Saturday 21 May 2011

Depression....Self Harm Vlog


I was failed as a Child...when I should not have been

Not many things get my back up than people talking shit about depression and self harm. I have seen much of it on line recently. Some people really need to either take some time to read up on the subject or live with it themselves. If I were them I would opt for the former. This is an illness that you really do not want.

For me, my therapy is going really well and I had a good session yesterday where we did mostly imaging work.

I had an interesting moment when I handed over my Schema diary sheet to John; A schema diary is an A4 sheet of paper that asks you to write down details of something that may have affected you on a particular day. It allows John to read what schema it was that was attacking me....anyway I apologized to John for my handwriting. I have always done this when someone has to read my writing. He gave me a look and suggested that I live with this every minute....this apologizing for things that are not my fault. It was automatic, what I said. I did not even consider that I was sitting with my Psychologist.

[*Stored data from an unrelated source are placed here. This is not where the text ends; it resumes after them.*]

Issue #1228, opened 2018-03-02
Update Code Styles


dternyak:
Certain text boxes for code styles don't have the `inset` style after https://github.com/MyCryptoHQ/MyCrypto/pull/1169.

<img width="1199" alt="screen shot 2018-03-02 at 12 46 41 am" src="https://user-images.githubusercontent.com/7861465/36886688-35f82bb4-1db3-11e8-81c1-9cdfeeca129e.png">
<img width="386" alt="screen shot 2018-03-02 at 12 46 34 am" src="https://user-images.githubusercontent.com/7861465/36886689-3607e586-1db3-11e8-902a-2d654f417332.png">

- [x] Create styles for code textareas

PR #1333, opened 2018-03-16
Update code blocks & generate / send tx buttons

james-prado:
Closes https://github.com/MyCryptoHQ/MyCrypto/issues/1228, Closes https://github.com/MyCryptoHQ/MyCrypto/issues/1340

### Description

Update inline code and code block styles. Update generate & send tx buttons. Fix a few other minor issues.

### Changes

- Update inline code, and code block styles
	- All disabled `<textarea />`s are now proper `<Code />` blocks
- Small css tweaks
	- Adjust the height of the dropdown components
	- Add optional className prop to `<SendButton />` to fix misaligned send buttons
- Fix `<WalletDecrypt />` types
- Fix Modal animation
	- focusing the first element before the animation finishes breaks the start of the animation
- Make contract interact dropdowns clearable & searchable
- Generate tx button is now for offline only
- Send tx will generate a tx, and open the confirm tx modal when transaction is signed
- Confirmation modal now shows raw transaction (hex) and serialized transaction
- Fix confirmation modal address styles
	- now properly aligns addresses

### Screenshots

Inline Code
screen shot 2018-03-16 at 9 37 20 pm

Code Block
screen shot 2018-03-21 at 6 22 04 am

### Testing generate & send tx buttons

https://mycryptobuilds.com/627acc99bc90f0ba5e4b74ce8afff1884290de9f

1. Test sending a transaction (online and offline)
2. Test broadcasting a signed transaction
3. Test 'contracts/deploying' & 'contracts/intereacting'
	- heres some example bytecode to test with `0x6001600054016000556000600060006000600073bbbf5374fce5edbc8e2a8697c15331677e6ebf0b610401600054046001036127105a0302f16001556103e860005402600101600255`
4. Test lite send


dternyak:
Manual testing is 👍. The only issue I ran into is that it is non-obvious why an offline transaction is invalid. The nonce isn't set by default (since it can't be requested), but isn't highlighted in red / otherwise indicated to the user that it is invalid.

An issue will be created for:
- [ ] Amount, To, and Nonce field should have error validation for offline transaction generation

common/components/ui/Code.scss
```diff
@@ -1,14 +1,42 @@
-pre {
+@import 'common/sass/variables';
+@import 'common/sass/mixins';
+
+code {
```
wbobeirne: Since this is componentized, we should target classnames here. I wouldn't want someone relying on using the raw `<code/>` and `<pre/>` tags without going through the component.

james-prado:
Seperate issue for form validation [here](https://github.com/MyCryptoHQ/MyCrypto/issues/1361)

common/components/ui/Code.scss
```diff
@@ -1,14 +1,42 @@
...
-  border-radius: 5px;
+  border-radius: 2px;
+  &.wrap {
+    code {
+      white-space: normal;
+    }
+  }
   code {
+    display: block;
+    overflow: scroll;
```
wbobeirne: Prefer `overflow: auto;` to `overflow: scroll;`. Operating systems that don't have invisible scrollbars (e.g. Windows) will show scrollbars for both vertical and horizontal scrolling all of the time if you force scroll.

I also think it might look nicer to have the scrolling on the `pre` rather than `code`. Right now the scrollbar kind of floats in the middle of the pre.

common/containers/Tabs/SignAndVerifyMessage/components/SignMessage/index.tsx
```diff
@@ -11,6 +11,7 @@ import SignButton from './SignButton';
 import { isWalletFullyUnlocked } from 'selectors/wallet';
 import './index.scss';
 import { TextArea } from 'components/ui';
+import Code from 'components/ui/Code';
```
wbobeirne: I've seen this a bunch so just dropping a note, but you can just add `Code` to the bulk import of `components/ui` above instead of adding a new import each time. Just add the export to `components/ui/index.tsx`

james-prado: forgot to do that, I've just been having vscode auto import and hadn't noticed

PR #1337, opened 2018-03-18
Update blockie package in webpack config

skubakdj:


dternyak:
Thanks for the catch! Indeed a l77t PR.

It was an interesting moment because John was able to experience one of my Schema's working in that room against me. As soon as I have to show someone my writing I feel that I am back in the bully class room. I am being judged because my S looks like a 5. All the humiliation of an 8 year old being told he can not join up his letters and has to keep repeating writing giant S's yet still can not get it right, comes back to haunt me.

During our imaging session John took me back in that Class. He gave me a chance to talk to young me....young Tim....he also spoke with the Teacher....and slaughtered her for incompetence.

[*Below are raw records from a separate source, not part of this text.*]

PR #1349, opened 2018-03-20
Parity Signer

### LINKED ISSUE #1056: Integrate Parity Signer
### Disclaimer

This is kind of an extension of: https://github.com/kvhnuke/etherwallet/issues/551

Also I'm actually happy to sit down and implement it myself, but I'd like to hear if it's something you'd be willing to include in the first place.

Parity has developed a Parity Signer mobile app a while ago, it's available both on [iOS](https://itunes.apple.com/de/app/parity-signer/id1218174838?l=en&mt=8) and [Android](https://play.google.com/store/apps/details?id=com.nativesigner). The app can be a low entry barrier alternative to hardware wallets (especially if you have an old phone that you can turn completely offline and run the app on it).

The app in combination with the Parity client UI allows you to store the private key on your phone, recover wallet from Parity phrases (which solves the MEW issue linked above for us), and sign transactions done in the browser via QR codes - the raw transaction is presented as a QR code, scanned by the app, signed in the app, and then a QR code with the signed transaction can be scanned by the browser via webcam.

I reckon it should be reasonably easy to port the QR scanning code to MyCrypto, which would offer the users a more secure way of handling their private keys than using keystore files / phrases in the browser directly. It can also help with phishing since the app displays the transaction details from the QR code to the user (how much ether and to whom is going to be transferred, regardless of what the web UI displays).

Yay/nay?

maciejhirsz:
Closes #1056

### Description

Introduces Parity Signer as another secure wallet option on the main screen. Account is unlocked by scanning a QR code of the address from the mobile app. Signing transactions is done in a modal overlaying the UI that first displays the QR code of the RLP of the transaction and then scans for the signature QR code from the mobile app.

### Changes

* New secure wallet has been added.
* New modal has been added to allow signing of the transaction while the `Promise` is being resolved.
* New reducers and actions have been added in order to pipe through the transaction from the UI to the `Promise` required by the `IFullWallet` interface.
* Added `@parity/qr-signer` as a new dependency.

### Steps to Test

1. Download the Parity Signer mobile app ([iOS](https://itunes.apple.com/us/app/parity-signer/id1218174838) / [Android](https://play.google.com/store/apps/details?id=com.nativesigner)). Create an account on it, send some ETH to the account (works with testnets).
1. Click on the "Parity Signer" option on the main screen.
1. Scan the account QR code from Parity Signer to unlock the wallet.
1. Create any kind of a transaction.
1. Sign the transaction using the app.
1. Make sure that the transaction goes through and is mined on chain.

Due to interactions with the webcam, integration tests might be tricky unless a lot of the stuff gets mocked away.

### TODO / Known issues

* [x] Needs a proper icon on the home screen.
* [x] `ParitySigner.tsx` needs to be moved to the containers.
* [x] UI needs some love (things are off-center, some paddings would be nice, some copy explaining what it is with links to the app would be nice).
* [x] Parity Signer needs a help website (linking to README.md for now...).


dternyak:
@maciejhirsz Are there any plans to support testnets on the parity mobile signer? 

Additionally, we'll want to disable Parity when non-ethereum networks are selected (e.g. disable parity option when network is ETC)

maciejhirsz:
Testnets are already supported, or did you run into issues? The UI doesn't separate accounts by network, but the chainId is correctly handled when signing the transaction.

Signing messages should be possible with the Parity Signer, I haven't investigated that yet, the UI (on the mobile app) might be a bit dumb about it, so will disable the panel there for now. Also will look at disabling it for non-Ethereum networks.

dternyak:
Got it. I didn't attempt a testnet tx as I didn't see a way to select testnet on the app, but it's good to see that's supported.

👍 to message signing as a later functionality.

maciejhirsz:
@dternyak I've been looking into it, and I don't really see any issues why the signer shouldn't be able to handle ETC and other networks as well. Basically anything that can be handled by keystore file / privatekey currently, should work with the app, unless there are some differences in how those networks sign txs/messages that I'm unaware of?

maciejhirsz:
Updated the PR:
* All UI stuff is fixed, latest `develop` merged back.
* Disabled Parity Signer for signing transactions (subject to future PR).
* Removed the **[WIP]** :tada:.

common/components/Footer/index.tsx
```diff
@@ -219,6 +220,7 @@ export default class Footer extends React.PureComponent<Props, State> {
           </div>
         </footer>
 
+        <QrSignerModal />
```
wbobeirne: Would prefer this component only be rendered where it contextually makes sense, somewhere in the send form.

common/components/WalletDecrypt/disables.ts
```diff
@@ -22,9 +22,10 @@ export const DISABLE_WALLETS: { [key in WalletMode]: DisabledWallets } = {
     }
   },
   [WalletMode.UNABLE_TO_SIGN]: {
-    wallets: [SecureWalletName.TREZOR, MiscWalletName.VIEW_ONLY],
+    wallets: [SecureWalletName.TREZOR, SecureWalletName.PARITY_SIGNER, MiscWalletName.VIEW_ONLY],
     reasons: {
       [SecureWalletName.TREZOR]: 'This wallet can’t sign messages',
+      [SecureWalletName.PARITY_SIGNER]: 'This wallet can’t sign messages',
```
wbobeirne: Not your responsibility, but just a reminder that we should be translating this.

common/containers/ParitySignerDecrypt/index.scss
```diff
@@ -0,0 +1,14 @@
+.ParitySignerUnlock {
+    a img {
+        display: inline-block;
+        height: 3em;
+        margin: 0 0.4em;
+    }
+
+    .qr-bounds {
```
wbobeirne: We use [SuitCSS naming convention](https://github.com/MyCryptoHQ/MyCrypto/wiki/Style-Guides#classnames) to avoid class name conflicts. Likewise, the `a img` above would be better suited by class names.

common/containers/ParitySignerDecrypt/index.tsx
```diff
@@ -0,0 +1,67 @@
...
+          <QrSigner
+            size={300}
+            scan={true}
+            onScan={this.unlockAddress}
+            styles={{ display: 'inline-block' }}
+          />
+        </div>
+        <p>{translate('ADD_PARITY_2')}</p>
+        <p>
+          <a href="https://itunes.apple.com/us/app/parity-signer/id1218174838" rel="nofollow">
```
wbobeirne: Use the `NewTabLink` component here.

common/containers/ParitySignerDecrypt/index.tsx
```diff
@@ -0,0 +1,67 @@
...
+      <div className="ParitySignerUnlock">
+        <div className="qr-bounds">
+          <QrSigner
+            size={300}
+            scan={true}
+            onScan={this.unlockAddress}
+            styles={{ display: 'inline-block' }}
+          />
+        </div>
+        <p>{translate('ADD_PARITY_2')}</p>
```
wbobeirne: At some point we should put together a help article that explains this process, or have some additional descriptive copy here.

common/containers/ParitySignerDecrypt/index.tsx
```diff
@@ -0,0 +1,67 @@
...
+        </p>
+      </div>
+    );
+  }
+
+  private unlockAddress = (address: string) => {
+    if (!isValidETHAddress(address)) {
+      console.error('Invalid address!');
+      return;
+    }
```
wbobeirne: What's the user experience for when this happens? Does the signer keep watching for a potentially valid address?

common/containers/QrSignerModal/index.scss
```diff
@@ -0,0 +1,8 @@
+.QrSignerModal {
+  .qr-bounds {
```
wbobeirne: Prefer SuitCSS naming convention.

common/containers/QrSignerModal/index.tsx
```diff
@@ -0,0 +1,120 @@
...
+
+    const { scan } = this.state;
+    const { tx, from } = this.props;
+
+    // Poor man's serialize without signature.
+    // All those values are later overriden by actual signature
+    // values in: wallets/non-deterministic/parity.ts
+    tx.v = Buffer.from([tx._chainId]);
+    tx.r = Buffer.from([0]);
+    tx.s = Buffer.from([0]);
```
wbobeirne: Looks like you're mutating the `tx` props object here. If you want to alter something passed in as props, you'll need to copy it and save it in state. Something like...

```.tsx
public componentDidMount() {
  if (this.props.tx) {
    this.makeStateTx(this.props);
  }
}

public componentWillReceiveProps(nextProps: Props) {
  if (nextProps.tx && this.props.tx !== nextProps.tx) {
    this.makeStateTx(nextProps);
  }
}

private makeStateTx(props: Props) {
  const tx = { ...props.tx };
  tx.v = Buffer.from([tx._chainId]);
  tx.r = Buffer.from([0]);
  tx.s = Buffer.from([0]);
  this.setState({ tx });
}
```

common/libs/wallet/non-deterministic/parity.ts
```diff
@@ -0,0 +1,59 @@
...
+        }
+
+        tx.r = sigBuf.slice(0, 32);
+        tx.s = sigBuf.slice(32, 64);
+        tx.v = Buffer.from([v]);
+
+        resolve(tx.serialize());
+      };
+
+      this.setWalletQrTransaction(tx, from, onSignature, onCancel);
```
wbobeirne: Is there a reason this is a callback argument in constructor, instead of just resolving the promise with these variables? Would be nice if the wallet was more agnostic to where it gets used, so that you could use the same wallet instance to sign transactions with two different implementations.

common/reducers/wallet.ts
```diff
@@ -30,9 +35,21 @@ export interface State {
...
+  tx: QrTransaction;
+  from: QrAddress;
+  onSignature(signature: QrSignature): void;
+  onCancel(): void;
+}
+
 export const INITIAL_STATE: State = {
   inst: null,
   config: null,
+  signViaQr: null,
```
wbobeirne: IMO (Would definitely like additional opinions) this should probably be its own reducer with its own set of actions / sagas. I think this is pretty separate from the other wallet processes, and is specific to only the parity signer.

dternyak: I definitely see maintainability improvements with such a separation of concerns 👍

common/containers/QrSignerModal/index.tsx
maciejhirsz: The values aren't read anywhere down the line, so it shouldn't really matter. Ideally there would be a way to serialize a transaction to RLP in ethereumjs without including the signature (`tx.serialize(false)` to match `tx.hash(false)`), but that's not the option. I can make a helper function for it here, and make a PR to ethereumjs.

wbobeirne: The problem is it makes for non-deterministic redux state, makes it so there's no way to determine if the tx object has changed (without checking deep equality) and [in general is just advised against in React](https://reactjs.org/docs/components-and-props.html#props-are-read-only).

If you want to avoid the state boilerplate, it could at least do
```
const tx = { ...this.props.tx };
```
in `render`.

common/libs/wallet/non-deterministic/parity.ts
maciejhirsz: Yeah, this is the part I'm least happy about, and it goes along with how `QrSignerModal` is done. The callbacks go up to the container and are in turn placed in redux state for the modal to use.

The component that instantiates the wallet (`ParitySignerDecrypt` container in this case) has no knowledge of the modal, and is unmounted after unlocking so it cannot host the `QrSignerModal` itself, hence I'm passing these things over redux, which works but also feels over-engineered for my tastes.

Ideally I'd be able to pass the callbacks from the wallet to the modal as props without going through all these gymnastics, but I haven't been able to figure out how to make it do it any cleaner so far (my understanding of the existing code base is still pretty shallow).

common/containers/ParitySignerDecrypt/index.tsx
maciejhirsz: Yep, it will keep on scanning until a QR code with a valid address is presented.

common/libs/wallet/non-deterministic/parity.ts
wbobeirne: We came up with a migration strategy to move these things to Redux via slack DMs. Those changes probably won't land for a little while though.

common/containers/ParitySignerDecrypt/index.tsx
maciejhirsz: We are working on a proper help page that describes how to use the signer, I'll add a link to it here once it's done (ideally before publicity but can be done after the PR is merged).

common/components/WalletDecrypt/WalletDecrypt.tsx
```diff
@@ -177,7 +177,7 @@ const WalletDecrypt = withRouter<Props>(
         component: ParitySignerDecrypt,
         initialParams: {},
         unlock: this.props.setWallet,
-        helpLink: 'https://github.com/paritytech/parity-signer/blob/master/README.md'
+        helpLink: 'https://wiki.parity.io/Parity-Signer-Mobile-App-MyCrypto-tutorial.md'
```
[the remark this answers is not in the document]
maciejhirsz: [Yup!](https://github.com/paritytech/wiki/pull/54)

I now have proof, without any shadow of doubt, that my defectiveness schema was born during this time. This went on to grow inside me until I believed, and still do, that I am no good at anything. I was failed as a child. Of that there is no doubt. I was let down by the people who should have noticed and who should have done something about it....but they failed me. John and I are now 100% convinced of this and we now go back to those moments to equalize them. It is cathartic and it will slowly repair me. We are 15 months in to the therapy and slowly I am winning...........slowly. But I now know why I have done harm to myself.

Tim Roberts (London 2011)

Tuesday 10 May 2011

Attacked by a Schema and BDD at Fever Pitch

I am getting the kick in my head telling me that my BDD showing up again; I know John will tell me that it is my schema's attacking me but they are very hard too fight back against. It is my worse schema, my defective one. I scored the highest score possible on this one during Psychological tests.

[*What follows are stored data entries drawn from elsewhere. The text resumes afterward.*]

PR #2071, opened 2018-07-14
Remove assumption about property names in Dropdown's options

### LINKED ISSUE #2042: Selecting contract function does not appear in textbox
View video for demonstration. This happens on all contracts and even on different nodes. 

https://azarielle.tinytake.com/sf/Mjc1MDA2NV84MjQ4MzEw

mwbailey:
Closes #2042 

### Description

The Dropdown component is given an array of options as a prop. If these option objects don't have a `value` property, the currently selected option isn't being passed as a prop to Select, which results in the selected option not being displayed (though functionally, it still works).

### Changes

This PR removes the assumption about property names by passing in the entire `selectedOption` as Select's initial value. The react-select documentation isn't very explicit about this, but it handles the case where the initial value is an object instead of a string or number.

### Steps to Test

1. Go to Contracts tab
2. Select any contract and choose any function
3. The function name should be displayed in the Read/Write Contract dropdown menu


dternyak:
@mwbailey 👍 Thanks a lot! If you're interested, email me at dt at mycrypto and I'll get you into our slack! We really appreciate you taking the time to close these issues.

PR #2132, opened 2018-08-24
Purge unused components

Sonicrida:
### Description

Purged unused components from the codebase

### Changes

* Removed 11 components and related references.
* Removed two files that had "not yet implemented" functions

### Steps to Test

1. Checking that builds work
2. Smoke Test


Sonicrida:
I had some trouble building the downloadable locally. Might be a windows thing 😞 but the dev server ran fine and was able to go through flows there.

The `donate.tsx` component that was removed also had references to some translations. Should those be removed as well?

HenryNguyen5:
Hey @Sonicrida, I think it would make sense to remove the translations if they're not used anywhere else.

Sonicrida:
Thanks Henry! I merged in those new changes and also removed the translation text.

PR #2146, opened 2018-09-01
Release/1.2.3.3

ConnorBryan:
Onboarding modal could theoretically load in dark theme if a previous user switched to dark theme and then upgraded their app. Also show the onboarding modal on desktop.


Azarielle:
1bd88a54987f43b9b6d582695b8e022d49b53608f1eedf5dc52a25df2ada35a7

I have done well and been on a good balance for some time now but I can hear the storm in the background and I know it will come over my head anytime soon.

I continue to find it very hard to do life alone and to be this isolated. I want affection but have to live with the fact that I will never find it. Being born this freaky means I took the wrong pack of cards and coming to terms with that is as hard now as it was when I was a teenager.

Writing 'lost romantic soul' poetry  does me no good and I am often at war with it so I am not going to write anymore. I have deleted several of my writes and will be leaving the blog open for anyone who wishes to see it but I am not going to write anymore.

Do forgive me in advance because I know the next few weeks will be tough. I will try to hide it.